PR #1041, opened 2020-02-18
Graphing Calculator Diagnostics Instrumentation

### LINKED ISSUE #1040: Refreshing Diagnostic Data to Include Graphing Mode
Updated diagnostic data to account for the new graphing mode.

sanderl:
- Add diagnostic data for graphing mode

- Manually, ensured diagnostic data is uploaded as expected


src/GraphControl/Control/Grapher.cpp
```diff
@@ -192,7 +192,16 @@ namespace GraphControl
             return;
         }
 
-        PlotGraph(true);
+        bool keepCurrentView = true;
+
+        // If the equation has changed, the IsLineEnabled state is reset.
```
joseartrivera: I don't see IsLineEnabled getting reset when the equation is changed

src/GraphControl/Control/Grapher.cpp
```diff
@@ -246,6 +255,26 @@ namespace GraphControl
...
+            if (eq->HasGraphError)
+            {
+                invalid++;
+            }
+            if (eq->IsValidated)
+            {
+                valid++;
+            }
+        }
+        if (!m_trigUnitsChanged)
```
joseartrivera: Maybe it makes more sense to only run a render pass when the trig units change instead of re-plotting, would that work?

src/GraphControl/Control/Grapher.cpp
```diff
@@ -246,6 +255,26 @@ namespace GraphControl
                 co_await TryUpdateGraph(keepCurrentView);
             }
         }
+
+        int valid = 0;
+        int invalid = 0;
+        for (Equation ^ eq : Equations)
```
joseartrivera: If you move this telemetry into SetEquationErrors and SetEquationsAsValid you can re-use the loops in there to get a count and only loop over the equations once. You also avoid the risk of miscounting since you are looping over all Equations while those methods loop only the graphable equations.

src/GraphControl/Control/Grapher.cpp
```diff
@@ -425,6 +454,8 @@ namespace GraphControl
 
         Variables = updatedVariables;
         VariablesUpdated(this, Variables);
+
+        TraceLogger::GetInstance()->LogVariableCountChanged(Variables->Size);
```
joseartrivera: I don't think this necessarily fires only when the variable count changes

src/GraphControl/Control/Grapher.h
```diff
@@ -291,7 +293,9 @@ public
 
         void SetEquationsAsValid();
         void SetEquationErrors();
-        std::optional<std::vector<std::shared_ptr<Graphing::IEquation>>> TryInitializeGraph(bool keepCurrentView, _In_ const Graphing::IExpression* graphingExp = nullptr);
+        std::optional<std::vector<std::shared_ptr<Graphing::IEquation>>>
```
joseartrivera: We should move this back to 1 line, maybe got auto fixed?

src/Calculator/Controls/EquationTextBox.cpp
```diff
@@ -234,6 +234,8 @@ void EquationTextBox::OnRemoveButtonClicked(Object ^ sender, RoutedEventArgs ^ e
         m_equationButton->IsChecked = false;
     }
 
+    TraceLogger::GetInstance()->LogGraphButtonClicked(L"RemoveFunction");
```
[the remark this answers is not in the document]
sanderl: Since we attempt to perform analysis every time the analysis button is clicked, I decided only to log the analysis since we can get a count to determine the number of times the button is clicked.

src/GraphControl/Control/Grapher.cpp
sanderl: This is fixed. It should be working now. Let me know what you think of the changes.

src/GraphControl/Control/Grapher.cpp
sanderl: I think we have to re-plot because the values of the points change when the trig units change

src/GraphControl/Control/Grapher.cpp
sanderl: We want to count all equations even if they are hidden on the graph. So only logging the graphable equations could give us an unclear picture of how many equations are in the equation list.

src/Calculator/Views/GraphingCalculator/EquationInputArea.xaml.cpp
```diff
@@ -125,6 +125,15 @@ void EquationInputArea::EquationTextBox_Submitted(Object ^ sender, MathRichEditB
         || (submission->Source == EquationSubmissionSource::FOCUS_LOST && submission->HasTextChanged && eq->Expression != nullptr
             && eq->Expression->Length() > 0))
     {
+        auto eqButton = VisualTree::FindDescendantByName(tb, "EquationButton");
```
joseartrivera: The IsLineEnabled property should be bound to a property on the EquationTextBox that has a TemplateBinding to the EquationButton->IsChecked property. Using the VisualTree is a more likely to break silently in the future as people change the XAML and eqButton suddenly becomes a nullptr with no compile error.

src/GraphControl/Control/Grapher.cpp
```diff
@@ -456,11 +455,7 @@ namespace GraphControl
         Variables = updatedVariables;
```
joseartrivera: You can see if the variable count changed here by checking Variables.Count against updatedVariables.Count before this assignment.

src/GraphControl/Models/KeyGraphFeaturesInfo.cpp
```diff
@@ -59,12 +59,28 @@ KeyGraphFeaturesInfo ^ KeyGraphFeaturesInfo::Create(IGraphFunctionAnalysisData d
...
 KeyGraphFeaturesInfo ^ KeyGraphFeaturesInfo::Create(CalculatorApp::AnalysisErrorType type)
 {
     auto res = ref new KeyGraphFeaturesInfo();
     res->AnalysisError = type;
+
+    String ^ errorMessage = ref new String();
+
+    if (res->AnalysisError == CalculatorApp::AnalysisErrorType::AnalysisCouldNotBePerformed)
+    {
+        errorMessage = L"Analysis could not be performed.";
```
joseartrivera: Why not just log the enum?

src/CalcViewModel/Common/TraceLogger.cpp
```diff
@@ -35,12 +35,22 @@ namespace CalculatorApp
...
+    constexpr auto EVENT_NAME_GRAPH_SETTINGS_CHANGED = L"GraphSettingsChanged";
 
     constexpr auto EVENT_NAME_EXCEPTION = L"Exception";
 
     constexpr auto PDT_PRIVACY_DATA_TAG = L"PartA_PrivTags";
     constexpr auto PDT_PRODUCT_AND_SERVICE_USAGE = 0x0000'0000'0200'0000u;
 
+    constexpr auto SessionGuid = L"SessionGuid";
+    constexpr auto CalcMode = L"CalcMode";
+    constexpr auto GraphingMode = L"Graphing";
```
rudyhuyn: Can we use upper cases to be consistent with other constants?

src/CalcViewModel/GraphingCalculator/GraphingSettingsViewModel.h
```diff
@@ -226,6 +227,7 @@ namespace CalculatorApp::ViewModel
                 if (value && m_Graph != nullptr && m_Graph->TrigUnitMode != (int)Graphing::EvalTrigUnitMode::Radians)
                 {
                     m_Graph->TrigUnitMode = (int)Graphing::EvalTrigUnitMode::Radians;
+                    TraceLogger::GetInstance()->LogGraphSettingsChanged(GraphSettingsType::TrigUnits);
```
rudyhuyn: Very nit: let's call this method after the 3 RaisePropertyChanged to update the UI as fast as possible.

src/CalcViewModel/Common/TraceLogger.h
```diff
@@ -28,8 +25,37 @@ namespace CalculatorApp
...
+        Share,
+        ZoomIn,
+        ZoomOut,
+        ZoomReset
+    };
+
+    public enum class VisibilityButtonState
+    {
+        Show,
+        Hide
```
rudyhuyn: Except if we consider adding a 3rd state, let's use a Boolean instead

src/Calculator/Views/GraphingCalculator/EquationInputArea.xaml.cpp
```diff
@@ -405,8 +417,49 @@ void EquationInputArea::VariableAreaTapped(Object ^ sender, TappedRoutedEventArg
...
-  
+
 void EquationInputArea::EquationTextBox_EquationFormatRequested(Object ^ sender, MathRichEditBoxFormatRequest ^ e)
 {
     EquationFormatRequested(sender, e);
 }
+
+void EquationInputArea::Slider_ValueChanged(Object ^ sender, RangeBaseValueChangedEventArgs ^ e)
+{
+    static Map<String ^, Delayer ^> ^ variableSliders = ref new Map<String ^, Delayer ^>();
```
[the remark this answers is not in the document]
rudyhuyn: It will also be an issue for multi instance. Let's use a field instead

src/GraphControl/Models/KeyGraphFeaturesInfo.cpp
```diff
@@ -59,12 +59,28 @@ KeyGraphFeaturesInfo ^ KeyGraphFeaturesInfo::Create(IGraphFunctionAnalysisData d
...
 }
 
 KeyGraphFeaturesInfo ^ KeyGraphFeaturesInfo::Create(CalculatorApp::AnalysisErrorType type)
 {
     auto res = ref new KeyGraphFeaturesInfo();
     res->AnalysisError = type;
+
+    String ^ errorMessage = ref new String();
+
+    if (res->AnalysisError == CalculatorApp::AnalysisErrorType::AnalysisCouldNotBePerformed)
```
rudyhuyn: Nit: let's use `if (type ==` instead

src/GraphControl/Models/KeyGraphFeaturesInfo.cpp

• [Task instructions]:
Look through the data above. Each line containing the word "Object" needs to be copied.

• [Response for this exercise]:
@@ -234,6 +234,8 @@ void EquationTextBox::OnRemoveButtonClicked(Object ^ sender, RoutedEventArgs ^ e
@@ -125,6 +125,15 @@ void EquationInputArea::EquationTextBox_Submitted(Object ^ sender, MathRichEditB
@@ -405,8 +417,49 @@ void EquationInputArea::VariableAreaTapped(Object ^ sender, TappedRoutedEventArg
 void EquationInputArea::EquationTextBox_EquationFormatRequested(Object ^ sender, MathRichEditBoxFormatRequest ^ e)
+void EquationInputArea::Slider_ValueChanged(Object ^ sender, RangeBaseValueChangedEventArgs ^ e)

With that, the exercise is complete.